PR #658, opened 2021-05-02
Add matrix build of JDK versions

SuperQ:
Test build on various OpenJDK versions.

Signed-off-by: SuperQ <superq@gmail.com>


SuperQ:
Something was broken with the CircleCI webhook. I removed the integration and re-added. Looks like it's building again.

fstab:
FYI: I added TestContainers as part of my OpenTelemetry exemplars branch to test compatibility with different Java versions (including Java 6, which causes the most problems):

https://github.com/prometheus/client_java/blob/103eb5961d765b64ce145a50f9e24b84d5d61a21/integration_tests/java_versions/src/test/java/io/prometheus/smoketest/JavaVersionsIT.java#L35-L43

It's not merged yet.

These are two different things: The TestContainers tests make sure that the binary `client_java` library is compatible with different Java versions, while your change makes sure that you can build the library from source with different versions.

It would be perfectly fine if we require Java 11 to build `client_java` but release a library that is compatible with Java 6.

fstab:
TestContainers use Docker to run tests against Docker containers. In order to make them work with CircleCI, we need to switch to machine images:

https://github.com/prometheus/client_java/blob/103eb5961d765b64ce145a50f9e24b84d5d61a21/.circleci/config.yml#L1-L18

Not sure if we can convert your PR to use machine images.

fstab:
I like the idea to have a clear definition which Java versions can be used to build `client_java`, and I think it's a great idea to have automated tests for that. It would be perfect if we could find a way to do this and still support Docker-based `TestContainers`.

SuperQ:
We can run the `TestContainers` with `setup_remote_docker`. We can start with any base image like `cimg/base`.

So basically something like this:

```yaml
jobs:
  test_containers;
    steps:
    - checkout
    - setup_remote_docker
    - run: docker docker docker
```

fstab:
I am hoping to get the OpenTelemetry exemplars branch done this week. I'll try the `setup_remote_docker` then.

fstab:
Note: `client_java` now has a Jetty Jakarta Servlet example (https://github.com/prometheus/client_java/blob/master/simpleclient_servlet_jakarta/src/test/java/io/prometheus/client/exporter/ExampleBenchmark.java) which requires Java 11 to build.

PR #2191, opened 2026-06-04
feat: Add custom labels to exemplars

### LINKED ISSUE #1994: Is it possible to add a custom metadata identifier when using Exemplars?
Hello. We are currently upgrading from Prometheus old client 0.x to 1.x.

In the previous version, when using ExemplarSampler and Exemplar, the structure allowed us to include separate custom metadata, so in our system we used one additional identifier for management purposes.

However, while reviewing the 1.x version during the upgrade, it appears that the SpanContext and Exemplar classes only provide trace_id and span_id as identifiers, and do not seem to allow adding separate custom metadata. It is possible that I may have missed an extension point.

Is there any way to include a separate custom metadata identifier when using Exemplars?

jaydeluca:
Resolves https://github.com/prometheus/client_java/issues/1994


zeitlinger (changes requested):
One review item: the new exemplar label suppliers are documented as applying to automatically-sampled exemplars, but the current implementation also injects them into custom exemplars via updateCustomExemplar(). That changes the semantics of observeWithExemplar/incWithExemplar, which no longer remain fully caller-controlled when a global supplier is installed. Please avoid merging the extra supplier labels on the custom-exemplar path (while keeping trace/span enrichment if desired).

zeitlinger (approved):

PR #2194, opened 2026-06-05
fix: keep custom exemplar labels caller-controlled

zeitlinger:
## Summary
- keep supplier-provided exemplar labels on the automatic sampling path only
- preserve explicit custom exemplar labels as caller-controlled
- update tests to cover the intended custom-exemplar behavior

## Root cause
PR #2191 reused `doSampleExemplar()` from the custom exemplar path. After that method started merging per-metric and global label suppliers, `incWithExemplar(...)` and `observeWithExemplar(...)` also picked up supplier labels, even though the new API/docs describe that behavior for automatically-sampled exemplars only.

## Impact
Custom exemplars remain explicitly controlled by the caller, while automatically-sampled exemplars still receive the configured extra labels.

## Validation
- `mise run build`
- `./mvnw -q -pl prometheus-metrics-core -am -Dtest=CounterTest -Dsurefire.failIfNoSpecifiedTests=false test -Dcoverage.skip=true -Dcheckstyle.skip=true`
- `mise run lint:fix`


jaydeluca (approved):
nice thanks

* * *

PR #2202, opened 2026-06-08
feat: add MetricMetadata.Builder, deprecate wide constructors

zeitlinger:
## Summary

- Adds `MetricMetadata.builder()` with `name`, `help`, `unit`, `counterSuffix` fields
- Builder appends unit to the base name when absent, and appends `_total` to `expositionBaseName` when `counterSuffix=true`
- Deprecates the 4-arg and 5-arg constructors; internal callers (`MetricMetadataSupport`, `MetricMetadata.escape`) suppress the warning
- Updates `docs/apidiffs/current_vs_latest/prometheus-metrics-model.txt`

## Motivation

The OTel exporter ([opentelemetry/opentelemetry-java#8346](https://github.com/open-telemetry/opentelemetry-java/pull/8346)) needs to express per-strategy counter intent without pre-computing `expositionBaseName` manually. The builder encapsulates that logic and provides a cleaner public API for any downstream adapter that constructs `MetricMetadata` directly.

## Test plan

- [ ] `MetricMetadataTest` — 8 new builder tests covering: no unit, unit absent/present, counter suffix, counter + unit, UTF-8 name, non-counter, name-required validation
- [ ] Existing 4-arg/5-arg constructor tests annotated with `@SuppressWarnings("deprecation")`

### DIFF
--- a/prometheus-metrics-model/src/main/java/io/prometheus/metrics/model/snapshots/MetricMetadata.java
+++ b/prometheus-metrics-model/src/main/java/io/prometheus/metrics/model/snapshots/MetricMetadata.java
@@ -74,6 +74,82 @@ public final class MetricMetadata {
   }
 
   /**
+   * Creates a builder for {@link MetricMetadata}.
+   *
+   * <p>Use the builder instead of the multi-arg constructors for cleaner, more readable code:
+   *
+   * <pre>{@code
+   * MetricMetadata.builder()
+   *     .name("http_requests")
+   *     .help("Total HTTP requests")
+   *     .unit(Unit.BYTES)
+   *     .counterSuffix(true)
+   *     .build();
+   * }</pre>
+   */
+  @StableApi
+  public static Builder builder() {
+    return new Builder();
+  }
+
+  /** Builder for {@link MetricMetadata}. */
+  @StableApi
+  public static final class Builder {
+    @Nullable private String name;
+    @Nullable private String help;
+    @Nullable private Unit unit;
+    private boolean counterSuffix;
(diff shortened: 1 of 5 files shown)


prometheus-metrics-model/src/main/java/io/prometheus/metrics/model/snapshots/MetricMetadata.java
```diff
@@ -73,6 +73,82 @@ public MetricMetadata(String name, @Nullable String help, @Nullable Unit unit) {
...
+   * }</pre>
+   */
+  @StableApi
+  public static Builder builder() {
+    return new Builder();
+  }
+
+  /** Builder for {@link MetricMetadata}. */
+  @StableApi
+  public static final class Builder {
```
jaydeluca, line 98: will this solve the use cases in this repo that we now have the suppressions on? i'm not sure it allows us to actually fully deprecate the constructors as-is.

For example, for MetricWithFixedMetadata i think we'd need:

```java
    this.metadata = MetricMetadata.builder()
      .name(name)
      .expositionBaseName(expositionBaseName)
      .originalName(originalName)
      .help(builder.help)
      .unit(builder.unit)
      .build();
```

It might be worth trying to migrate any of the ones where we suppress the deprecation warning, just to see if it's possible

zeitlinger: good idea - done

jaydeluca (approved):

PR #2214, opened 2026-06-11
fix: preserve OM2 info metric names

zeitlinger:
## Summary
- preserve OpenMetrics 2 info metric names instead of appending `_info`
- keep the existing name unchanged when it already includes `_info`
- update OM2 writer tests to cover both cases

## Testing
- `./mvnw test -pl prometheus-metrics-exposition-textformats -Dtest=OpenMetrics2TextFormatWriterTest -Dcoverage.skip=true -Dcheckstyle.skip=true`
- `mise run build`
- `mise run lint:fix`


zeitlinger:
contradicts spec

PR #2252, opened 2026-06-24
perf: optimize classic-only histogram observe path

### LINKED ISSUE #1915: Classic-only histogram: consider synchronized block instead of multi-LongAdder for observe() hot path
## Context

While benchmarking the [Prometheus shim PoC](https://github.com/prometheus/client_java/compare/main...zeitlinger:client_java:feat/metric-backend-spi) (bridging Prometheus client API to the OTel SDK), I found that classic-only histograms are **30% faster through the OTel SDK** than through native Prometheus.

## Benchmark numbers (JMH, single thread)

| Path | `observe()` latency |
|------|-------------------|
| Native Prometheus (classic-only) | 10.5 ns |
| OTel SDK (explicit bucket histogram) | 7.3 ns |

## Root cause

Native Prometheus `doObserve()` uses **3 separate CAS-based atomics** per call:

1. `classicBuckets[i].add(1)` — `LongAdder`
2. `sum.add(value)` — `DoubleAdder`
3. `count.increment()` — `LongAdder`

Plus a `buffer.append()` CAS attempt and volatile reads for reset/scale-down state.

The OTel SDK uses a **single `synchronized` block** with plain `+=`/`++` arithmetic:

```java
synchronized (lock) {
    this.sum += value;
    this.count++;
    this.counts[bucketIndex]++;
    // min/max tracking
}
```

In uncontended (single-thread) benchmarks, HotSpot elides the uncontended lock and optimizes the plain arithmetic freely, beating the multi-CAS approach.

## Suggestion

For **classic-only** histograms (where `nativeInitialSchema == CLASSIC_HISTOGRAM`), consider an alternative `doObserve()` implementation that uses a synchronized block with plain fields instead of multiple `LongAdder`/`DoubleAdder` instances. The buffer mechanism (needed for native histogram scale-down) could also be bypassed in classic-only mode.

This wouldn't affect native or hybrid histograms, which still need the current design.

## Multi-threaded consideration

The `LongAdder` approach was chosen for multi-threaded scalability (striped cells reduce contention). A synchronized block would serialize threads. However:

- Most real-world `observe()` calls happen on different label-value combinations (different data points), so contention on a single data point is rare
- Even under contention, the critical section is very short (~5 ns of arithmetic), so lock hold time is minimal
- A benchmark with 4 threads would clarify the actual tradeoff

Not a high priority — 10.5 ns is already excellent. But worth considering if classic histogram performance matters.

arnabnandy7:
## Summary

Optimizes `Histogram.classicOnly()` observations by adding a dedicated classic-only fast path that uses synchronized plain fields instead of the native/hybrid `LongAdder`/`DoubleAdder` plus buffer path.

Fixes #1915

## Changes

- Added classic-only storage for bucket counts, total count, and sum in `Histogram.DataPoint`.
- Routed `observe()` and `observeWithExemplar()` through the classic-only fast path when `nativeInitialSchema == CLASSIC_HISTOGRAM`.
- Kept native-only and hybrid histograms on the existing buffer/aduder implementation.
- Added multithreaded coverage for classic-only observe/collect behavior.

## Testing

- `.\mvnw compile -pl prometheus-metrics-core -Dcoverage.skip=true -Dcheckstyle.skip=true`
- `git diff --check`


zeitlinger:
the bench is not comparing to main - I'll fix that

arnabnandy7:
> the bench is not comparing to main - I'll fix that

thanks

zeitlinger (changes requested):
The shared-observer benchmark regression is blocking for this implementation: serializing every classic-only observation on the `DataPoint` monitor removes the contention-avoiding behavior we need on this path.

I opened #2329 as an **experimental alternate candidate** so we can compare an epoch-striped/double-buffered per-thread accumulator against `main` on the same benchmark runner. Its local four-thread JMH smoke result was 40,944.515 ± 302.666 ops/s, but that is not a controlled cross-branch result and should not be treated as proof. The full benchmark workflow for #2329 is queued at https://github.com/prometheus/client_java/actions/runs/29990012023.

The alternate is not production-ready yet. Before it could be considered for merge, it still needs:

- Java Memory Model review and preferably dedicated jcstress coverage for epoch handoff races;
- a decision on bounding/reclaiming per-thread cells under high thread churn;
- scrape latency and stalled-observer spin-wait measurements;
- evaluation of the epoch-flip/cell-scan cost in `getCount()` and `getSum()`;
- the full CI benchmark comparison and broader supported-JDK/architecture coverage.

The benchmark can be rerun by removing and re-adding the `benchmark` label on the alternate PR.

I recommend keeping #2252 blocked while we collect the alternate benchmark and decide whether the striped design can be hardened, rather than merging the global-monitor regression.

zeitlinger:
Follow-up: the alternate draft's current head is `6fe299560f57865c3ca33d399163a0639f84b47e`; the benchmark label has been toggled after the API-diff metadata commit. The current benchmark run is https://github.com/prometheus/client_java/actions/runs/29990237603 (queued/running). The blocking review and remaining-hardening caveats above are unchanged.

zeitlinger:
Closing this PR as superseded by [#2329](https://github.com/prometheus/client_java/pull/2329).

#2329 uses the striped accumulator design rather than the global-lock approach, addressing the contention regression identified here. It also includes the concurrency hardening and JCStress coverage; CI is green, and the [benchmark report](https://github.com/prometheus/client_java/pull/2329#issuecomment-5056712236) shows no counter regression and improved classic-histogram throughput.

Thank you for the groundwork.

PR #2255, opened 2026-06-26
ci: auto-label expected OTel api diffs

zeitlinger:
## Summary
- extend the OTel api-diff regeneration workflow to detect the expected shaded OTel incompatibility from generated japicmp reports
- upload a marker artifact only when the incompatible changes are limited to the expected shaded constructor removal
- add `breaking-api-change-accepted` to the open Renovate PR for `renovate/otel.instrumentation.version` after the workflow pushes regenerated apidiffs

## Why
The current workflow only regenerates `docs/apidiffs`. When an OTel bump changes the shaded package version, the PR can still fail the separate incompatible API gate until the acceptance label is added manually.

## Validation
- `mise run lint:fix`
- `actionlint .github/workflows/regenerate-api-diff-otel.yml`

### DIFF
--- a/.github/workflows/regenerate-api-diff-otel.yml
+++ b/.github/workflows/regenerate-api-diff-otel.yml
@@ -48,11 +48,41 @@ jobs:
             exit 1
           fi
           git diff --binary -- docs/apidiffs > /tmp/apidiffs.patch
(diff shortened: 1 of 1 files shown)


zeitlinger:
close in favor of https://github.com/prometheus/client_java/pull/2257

* * *

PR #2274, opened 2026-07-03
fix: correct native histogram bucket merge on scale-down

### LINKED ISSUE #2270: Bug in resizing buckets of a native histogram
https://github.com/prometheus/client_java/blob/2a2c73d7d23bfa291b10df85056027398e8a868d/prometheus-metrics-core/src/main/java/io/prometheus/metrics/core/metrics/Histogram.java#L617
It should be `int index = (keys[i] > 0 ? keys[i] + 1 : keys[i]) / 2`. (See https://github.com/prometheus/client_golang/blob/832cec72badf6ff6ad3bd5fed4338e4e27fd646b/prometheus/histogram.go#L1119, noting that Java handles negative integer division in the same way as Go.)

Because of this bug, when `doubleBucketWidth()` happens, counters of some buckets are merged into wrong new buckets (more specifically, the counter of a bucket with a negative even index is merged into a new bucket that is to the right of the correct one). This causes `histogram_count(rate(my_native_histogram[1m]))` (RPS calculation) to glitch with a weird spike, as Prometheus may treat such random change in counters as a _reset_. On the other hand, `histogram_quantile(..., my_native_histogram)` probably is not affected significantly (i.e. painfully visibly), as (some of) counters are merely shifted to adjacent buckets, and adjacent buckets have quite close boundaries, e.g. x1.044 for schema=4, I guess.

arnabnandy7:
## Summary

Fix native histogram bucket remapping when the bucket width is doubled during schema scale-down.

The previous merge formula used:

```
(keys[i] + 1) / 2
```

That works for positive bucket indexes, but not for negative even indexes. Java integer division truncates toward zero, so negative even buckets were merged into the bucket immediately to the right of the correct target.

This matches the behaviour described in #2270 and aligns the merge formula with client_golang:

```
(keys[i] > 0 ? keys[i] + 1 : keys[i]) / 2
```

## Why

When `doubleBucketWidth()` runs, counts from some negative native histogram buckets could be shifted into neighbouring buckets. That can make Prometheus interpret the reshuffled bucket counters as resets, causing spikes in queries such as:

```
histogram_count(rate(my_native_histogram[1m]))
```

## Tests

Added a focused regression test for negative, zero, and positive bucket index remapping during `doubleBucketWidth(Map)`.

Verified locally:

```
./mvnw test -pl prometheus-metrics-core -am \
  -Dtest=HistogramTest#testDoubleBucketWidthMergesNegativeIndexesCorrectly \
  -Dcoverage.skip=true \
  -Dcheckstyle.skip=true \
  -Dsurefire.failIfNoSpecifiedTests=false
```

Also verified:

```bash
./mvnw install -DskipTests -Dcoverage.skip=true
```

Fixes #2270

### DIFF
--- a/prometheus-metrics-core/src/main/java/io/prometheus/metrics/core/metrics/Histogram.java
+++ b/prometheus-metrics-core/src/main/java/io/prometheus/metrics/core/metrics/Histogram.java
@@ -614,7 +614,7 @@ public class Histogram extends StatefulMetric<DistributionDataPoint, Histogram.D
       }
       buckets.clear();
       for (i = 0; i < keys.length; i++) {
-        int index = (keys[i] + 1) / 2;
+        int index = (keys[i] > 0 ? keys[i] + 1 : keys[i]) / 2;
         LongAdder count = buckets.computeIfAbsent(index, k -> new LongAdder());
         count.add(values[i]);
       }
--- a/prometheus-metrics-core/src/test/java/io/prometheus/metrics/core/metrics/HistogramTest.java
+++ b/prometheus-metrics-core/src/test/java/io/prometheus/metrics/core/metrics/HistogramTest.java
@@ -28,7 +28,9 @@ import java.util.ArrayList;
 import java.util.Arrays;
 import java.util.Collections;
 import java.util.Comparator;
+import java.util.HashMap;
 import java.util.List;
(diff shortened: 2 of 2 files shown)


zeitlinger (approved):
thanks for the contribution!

### TASK BRIEF
Repeat the entries above verbatim, but only from the line that has "I recommend keeping" down to the line that has "Closing this PR", inclusive.

### RESULT FOR THIS TASK
I recommend keeping #2252 blocked while we collect the alternate benchmark and decide whether the striped design can be hardened, rather than merging the global-monitor regression.

zeitlinger:
Follow-up: the alternate draft's current head is `6fe299560f57865c3ca33d399163a0639f84b47e`; the benchmark label has been toggled after the API-diff metadata commit. The current benchmark run is https://github.com/prometheus/client_java/actions/runs/29990237603 (queued/running). The blocking review and remaining-hardening caveats above are unchanged.

zeitlinger:
Closing this PR as superseded by [#2329](https://github.com/prometheus/client_java/pull/2329).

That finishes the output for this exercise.